▶ _Task objective_
Each line in the entries below that holds the string "linear" must be copied.

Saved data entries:
········
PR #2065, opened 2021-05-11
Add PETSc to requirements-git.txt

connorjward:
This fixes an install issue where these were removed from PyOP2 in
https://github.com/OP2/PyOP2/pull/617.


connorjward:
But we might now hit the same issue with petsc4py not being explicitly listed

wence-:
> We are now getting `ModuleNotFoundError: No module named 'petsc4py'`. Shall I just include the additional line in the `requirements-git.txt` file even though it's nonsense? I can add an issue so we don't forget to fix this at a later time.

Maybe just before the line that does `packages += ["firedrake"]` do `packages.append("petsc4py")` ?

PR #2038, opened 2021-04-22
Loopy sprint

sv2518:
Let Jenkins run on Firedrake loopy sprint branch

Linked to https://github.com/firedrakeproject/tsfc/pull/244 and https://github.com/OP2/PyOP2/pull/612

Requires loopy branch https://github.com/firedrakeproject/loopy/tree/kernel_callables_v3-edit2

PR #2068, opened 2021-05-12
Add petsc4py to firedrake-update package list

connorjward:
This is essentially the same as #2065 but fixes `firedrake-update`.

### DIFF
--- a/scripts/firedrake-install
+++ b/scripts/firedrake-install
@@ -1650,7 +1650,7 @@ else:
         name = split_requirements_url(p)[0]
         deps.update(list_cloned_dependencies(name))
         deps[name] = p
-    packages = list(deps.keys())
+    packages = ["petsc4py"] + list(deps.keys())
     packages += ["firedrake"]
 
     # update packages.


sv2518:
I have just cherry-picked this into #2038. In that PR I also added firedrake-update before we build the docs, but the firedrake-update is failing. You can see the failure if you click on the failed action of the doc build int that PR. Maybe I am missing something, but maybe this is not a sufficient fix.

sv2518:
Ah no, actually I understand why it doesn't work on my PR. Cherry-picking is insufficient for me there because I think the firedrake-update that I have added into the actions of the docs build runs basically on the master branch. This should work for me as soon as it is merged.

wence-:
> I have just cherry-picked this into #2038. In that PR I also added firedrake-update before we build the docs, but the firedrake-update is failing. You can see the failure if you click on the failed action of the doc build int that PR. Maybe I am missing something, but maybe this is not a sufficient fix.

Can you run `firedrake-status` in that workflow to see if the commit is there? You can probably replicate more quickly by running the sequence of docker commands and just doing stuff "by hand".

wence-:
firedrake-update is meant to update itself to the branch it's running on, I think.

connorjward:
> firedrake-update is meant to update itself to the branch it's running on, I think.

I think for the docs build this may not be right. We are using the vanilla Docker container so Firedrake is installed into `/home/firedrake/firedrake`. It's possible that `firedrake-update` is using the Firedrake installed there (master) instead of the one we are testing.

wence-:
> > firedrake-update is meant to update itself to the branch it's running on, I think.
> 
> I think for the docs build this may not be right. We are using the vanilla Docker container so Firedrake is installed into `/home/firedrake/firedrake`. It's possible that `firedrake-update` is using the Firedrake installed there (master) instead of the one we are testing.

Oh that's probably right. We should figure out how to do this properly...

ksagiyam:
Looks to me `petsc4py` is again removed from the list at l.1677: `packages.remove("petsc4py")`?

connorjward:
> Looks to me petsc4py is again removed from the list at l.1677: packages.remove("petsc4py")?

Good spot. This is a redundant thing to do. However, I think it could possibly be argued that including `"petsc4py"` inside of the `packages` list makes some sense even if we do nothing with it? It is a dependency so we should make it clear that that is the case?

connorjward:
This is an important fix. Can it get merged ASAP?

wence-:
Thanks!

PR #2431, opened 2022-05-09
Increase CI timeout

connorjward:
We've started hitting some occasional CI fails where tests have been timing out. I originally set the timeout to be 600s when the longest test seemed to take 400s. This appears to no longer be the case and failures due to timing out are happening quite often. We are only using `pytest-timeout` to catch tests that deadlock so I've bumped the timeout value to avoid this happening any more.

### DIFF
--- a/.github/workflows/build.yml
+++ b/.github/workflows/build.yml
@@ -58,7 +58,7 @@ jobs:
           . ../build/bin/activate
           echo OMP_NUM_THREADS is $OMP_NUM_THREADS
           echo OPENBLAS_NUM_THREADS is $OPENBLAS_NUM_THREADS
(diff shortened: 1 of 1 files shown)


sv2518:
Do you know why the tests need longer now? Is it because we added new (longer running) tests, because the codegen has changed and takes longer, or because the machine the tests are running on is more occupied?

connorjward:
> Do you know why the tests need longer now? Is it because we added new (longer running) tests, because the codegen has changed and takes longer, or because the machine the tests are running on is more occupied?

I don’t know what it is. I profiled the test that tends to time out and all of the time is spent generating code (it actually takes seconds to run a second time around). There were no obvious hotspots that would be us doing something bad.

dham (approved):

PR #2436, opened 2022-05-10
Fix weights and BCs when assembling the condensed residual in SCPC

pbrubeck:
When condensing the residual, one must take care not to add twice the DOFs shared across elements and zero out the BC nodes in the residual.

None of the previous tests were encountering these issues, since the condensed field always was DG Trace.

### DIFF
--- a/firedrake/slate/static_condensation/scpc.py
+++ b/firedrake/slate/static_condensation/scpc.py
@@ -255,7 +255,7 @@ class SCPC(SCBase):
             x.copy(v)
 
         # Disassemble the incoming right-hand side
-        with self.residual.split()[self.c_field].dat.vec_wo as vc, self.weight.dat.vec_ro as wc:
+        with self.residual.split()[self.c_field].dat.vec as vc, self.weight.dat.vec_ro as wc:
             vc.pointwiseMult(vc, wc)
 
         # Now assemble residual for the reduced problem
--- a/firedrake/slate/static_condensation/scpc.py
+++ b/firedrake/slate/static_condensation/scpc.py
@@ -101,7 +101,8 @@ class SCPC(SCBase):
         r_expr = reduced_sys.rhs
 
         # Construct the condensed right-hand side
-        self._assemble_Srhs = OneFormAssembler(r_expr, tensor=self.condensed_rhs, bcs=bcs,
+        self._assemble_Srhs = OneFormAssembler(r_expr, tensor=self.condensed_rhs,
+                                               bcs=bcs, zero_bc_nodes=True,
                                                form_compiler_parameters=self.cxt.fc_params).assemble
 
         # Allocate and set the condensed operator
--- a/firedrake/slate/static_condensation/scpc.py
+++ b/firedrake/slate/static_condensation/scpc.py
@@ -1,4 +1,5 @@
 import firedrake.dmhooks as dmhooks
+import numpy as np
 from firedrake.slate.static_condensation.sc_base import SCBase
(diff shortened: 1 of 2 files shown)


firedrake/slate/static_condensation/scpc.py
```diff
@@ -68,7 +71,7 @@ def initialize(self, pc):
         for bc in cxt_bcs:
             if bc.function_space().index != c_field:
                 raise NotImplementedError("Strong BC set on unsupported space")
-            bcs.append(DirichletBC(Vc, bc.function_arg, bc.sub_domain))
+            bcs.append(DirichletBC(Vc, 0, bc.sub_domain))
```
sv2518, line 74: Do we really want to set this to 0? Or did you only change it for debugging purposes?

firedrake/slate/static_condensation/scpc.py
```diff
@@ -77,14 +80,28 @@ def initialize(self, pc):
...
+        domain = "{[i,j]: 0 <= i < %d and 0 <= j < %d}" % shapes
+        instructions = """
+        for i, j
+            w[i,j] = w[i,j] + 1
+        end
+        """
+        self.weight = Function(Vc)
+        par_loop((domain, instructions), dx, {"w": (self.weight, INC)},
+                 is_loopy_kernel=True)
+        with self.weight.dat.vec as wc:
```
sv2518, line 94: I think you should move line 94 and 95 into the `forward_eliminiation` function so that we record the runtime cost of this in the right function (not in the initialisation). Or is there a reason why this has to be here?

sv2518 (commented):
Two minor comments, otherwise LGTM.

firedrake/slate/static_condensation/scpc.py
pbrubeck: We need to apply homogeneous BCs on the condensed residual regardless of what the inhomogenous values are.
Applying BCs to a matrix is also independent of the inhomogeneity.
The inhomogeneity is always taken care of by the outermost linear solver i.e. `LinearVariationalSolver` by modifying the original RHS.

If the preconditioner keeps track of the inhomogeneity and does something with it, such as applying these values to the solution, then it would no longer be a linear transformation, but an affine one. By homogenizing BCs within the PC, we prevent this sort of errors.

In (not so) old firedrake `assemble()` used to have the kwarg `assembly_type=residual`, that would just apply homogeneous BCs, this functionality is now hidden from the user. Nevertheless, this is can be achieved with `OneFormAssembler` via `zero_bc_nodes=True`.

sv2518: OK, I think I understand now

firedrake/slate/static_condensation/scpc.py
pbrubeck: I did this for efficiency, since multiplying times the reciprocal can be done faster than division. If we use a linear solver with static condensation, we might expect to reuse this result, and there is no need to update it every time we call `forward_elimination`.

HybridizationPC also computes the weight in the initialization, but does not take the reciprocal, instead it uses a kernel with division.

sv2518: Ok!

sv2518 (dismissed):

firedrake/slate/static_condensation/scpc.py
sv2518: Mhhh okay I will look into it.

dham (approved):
········
▶ _Written answer_
The inhomogeneity is always taken care of by the outermost linear solver i.e. `LinearVariationalSolver` by modifying the original RHS.
If the preconditioner keeps track of the inhomogeneity and does something with it, such as applying these values to the solution, then it would no longer be a linear transformation, but an affine one. By homogenizing BCs within the PC, we prevent this sort of errors.
pbrubeck: I did this for efficiency, since multiplying times the reciprocal can be done faster than division. If we use a linear solver with static condensation, we might expect to reuse this result, and there is no need to update it every time we call `forward_elimination`.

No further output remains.